Task brief:
Once you find the line with "dashboard-api (from e2b-dev/infra)" in the entries below, return exactly every line from it through the line with "Really excited about".

Input material:
======

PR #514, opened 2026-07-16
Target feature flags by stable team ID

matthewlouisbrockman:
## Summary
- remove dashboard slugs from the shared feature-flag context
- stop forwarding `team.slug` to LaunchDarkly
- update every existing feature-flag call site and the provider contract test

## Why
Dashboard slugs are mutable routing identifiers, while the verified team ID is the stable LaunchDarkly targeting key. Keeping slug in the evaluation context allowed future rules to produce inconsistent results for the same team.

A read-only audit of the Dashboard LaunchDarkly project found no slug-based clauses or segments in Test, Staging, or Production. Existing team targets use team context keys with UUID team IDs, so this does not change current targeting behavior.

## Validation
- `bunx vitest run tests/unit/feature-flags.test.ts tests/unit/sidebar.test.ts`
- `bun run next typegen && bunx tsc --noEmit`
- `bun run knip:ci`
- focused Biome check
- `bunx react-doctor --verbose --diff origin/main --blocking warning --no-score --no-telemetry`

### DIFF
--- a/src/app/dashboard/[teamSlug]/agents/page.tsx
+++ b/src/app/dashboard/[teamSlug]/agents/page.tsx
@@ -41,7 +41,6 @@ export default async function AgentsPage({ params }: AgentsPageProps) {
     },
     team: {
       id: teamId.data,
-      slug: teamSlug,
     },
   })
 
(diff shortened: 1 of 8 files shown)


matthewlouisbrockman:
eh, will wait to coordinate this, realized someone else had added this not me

======

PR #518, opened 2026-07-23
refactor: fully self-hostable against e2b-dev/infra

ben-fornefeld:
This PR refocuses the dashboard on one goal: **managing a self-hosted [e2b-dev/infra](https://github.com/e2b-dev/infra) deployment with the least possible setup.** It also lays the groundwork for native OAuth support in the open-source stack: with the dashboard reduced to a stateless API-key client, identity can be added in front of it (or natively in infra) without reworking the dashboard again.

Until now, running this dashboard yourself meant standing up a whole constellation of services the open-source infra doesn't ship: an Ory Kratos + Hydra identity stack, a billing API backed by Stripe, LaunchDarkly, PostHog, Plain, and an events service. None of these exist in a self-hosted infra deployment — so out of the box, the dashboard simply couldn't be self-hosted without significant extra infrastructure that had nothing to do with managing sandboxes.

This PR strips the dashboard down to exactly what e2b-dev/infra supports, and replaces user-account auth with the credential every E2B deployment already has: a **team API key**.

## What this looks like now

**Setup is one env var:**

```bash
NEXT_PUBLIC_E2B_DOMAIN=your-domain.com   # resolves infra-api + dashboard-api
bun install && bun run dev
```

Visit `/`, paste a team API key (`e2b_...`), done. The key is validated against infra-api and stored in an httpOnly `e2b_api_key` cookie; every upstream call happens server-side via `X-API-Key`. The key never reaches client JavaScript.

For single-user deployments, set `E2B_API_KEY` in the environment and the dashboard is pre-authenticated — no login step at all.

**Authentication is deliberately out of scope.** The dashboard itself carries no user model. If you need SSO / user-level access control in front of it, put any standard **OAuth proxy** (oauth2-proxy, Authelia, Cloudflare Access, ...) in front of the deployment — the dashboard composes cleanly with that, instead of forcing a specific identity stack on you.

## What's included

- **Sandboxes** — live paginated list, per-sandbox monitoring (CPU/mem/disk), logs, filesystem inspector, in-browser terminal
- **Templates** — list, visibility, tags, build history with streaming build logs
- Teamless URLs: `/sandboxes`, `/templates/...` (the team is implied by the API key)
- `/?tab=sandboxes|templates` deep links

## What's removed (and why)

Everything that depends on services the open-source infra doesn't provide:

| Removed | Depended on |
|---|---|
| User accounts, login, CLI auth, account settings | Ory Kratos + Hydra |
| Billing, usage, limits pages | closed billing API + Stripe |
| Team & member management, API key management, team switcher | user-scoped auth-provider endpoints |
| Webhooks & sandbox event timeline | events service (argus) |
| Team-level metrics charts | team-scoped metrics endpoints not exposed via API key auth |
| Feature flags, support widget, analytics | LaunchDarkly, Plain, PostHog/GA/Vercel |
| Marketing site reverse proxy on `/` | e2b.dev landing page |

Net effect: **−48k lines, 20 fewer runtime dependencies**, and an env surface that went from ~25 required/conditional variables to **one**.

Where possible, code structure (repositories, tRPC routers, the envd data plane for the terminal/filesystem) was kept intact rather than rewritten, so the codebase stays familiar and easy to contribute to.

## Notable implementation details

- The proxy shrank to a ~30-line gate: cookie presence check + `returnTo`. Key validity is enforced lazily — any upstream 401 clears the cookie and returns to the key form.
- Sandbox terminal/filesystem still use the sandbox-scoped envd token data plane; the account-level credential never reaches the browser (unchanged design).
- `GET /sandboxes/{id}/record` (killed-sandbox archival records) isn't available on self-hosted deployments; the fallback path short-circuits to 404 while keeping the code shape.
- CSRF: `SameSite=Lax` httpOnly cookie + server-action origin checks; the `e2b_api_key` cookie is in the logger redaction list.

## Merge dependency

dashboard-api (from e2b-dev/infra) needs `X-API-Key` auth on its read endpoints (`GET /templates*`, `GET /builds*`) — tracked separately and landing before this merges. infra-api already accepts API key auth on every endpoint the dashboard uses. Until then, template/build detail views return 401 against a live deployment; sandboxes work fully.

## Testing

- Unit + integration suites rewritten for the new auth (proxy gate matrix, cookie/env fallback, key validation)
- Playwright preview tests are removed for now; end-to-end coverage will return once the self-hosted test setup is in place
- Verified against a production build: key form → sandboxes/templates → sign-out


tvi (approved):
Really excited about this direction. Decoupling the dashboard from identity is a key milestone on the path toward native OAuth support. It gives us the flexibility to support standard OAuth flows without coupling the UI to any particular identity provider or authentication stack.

======

Exercise solution:
dashboard-api (from e2b-dev/infra) needs `X-API-Key` auth on its read endpoints (`GET /templates*`, `GET /builds*`) — tracked separately and landing before this merges. infra-api already accepts API key auth on every endpoint the dashboard uses. Until then, template/build detail views return 401 against a live deployment; sandboxes work fully.

## Testing

- Unit + integration suites rewritten for the new auth (proxy gate matrix, cookie/env fallback, key validation)
- Playwright preview tests are removed for now; end-to-end coverage will return once the self-hosted test setup is in place
- Verified against a production build: key form → sandboxes/templates → sign-out


tvi (approved):
Really excited about this direction. Decoupling the dashboard from identity is a key milestone on the path toward native OAuth support. It gives us the flexibility to support standard OAuth flows without coupling the UI to any particular identity provider or authentication stack.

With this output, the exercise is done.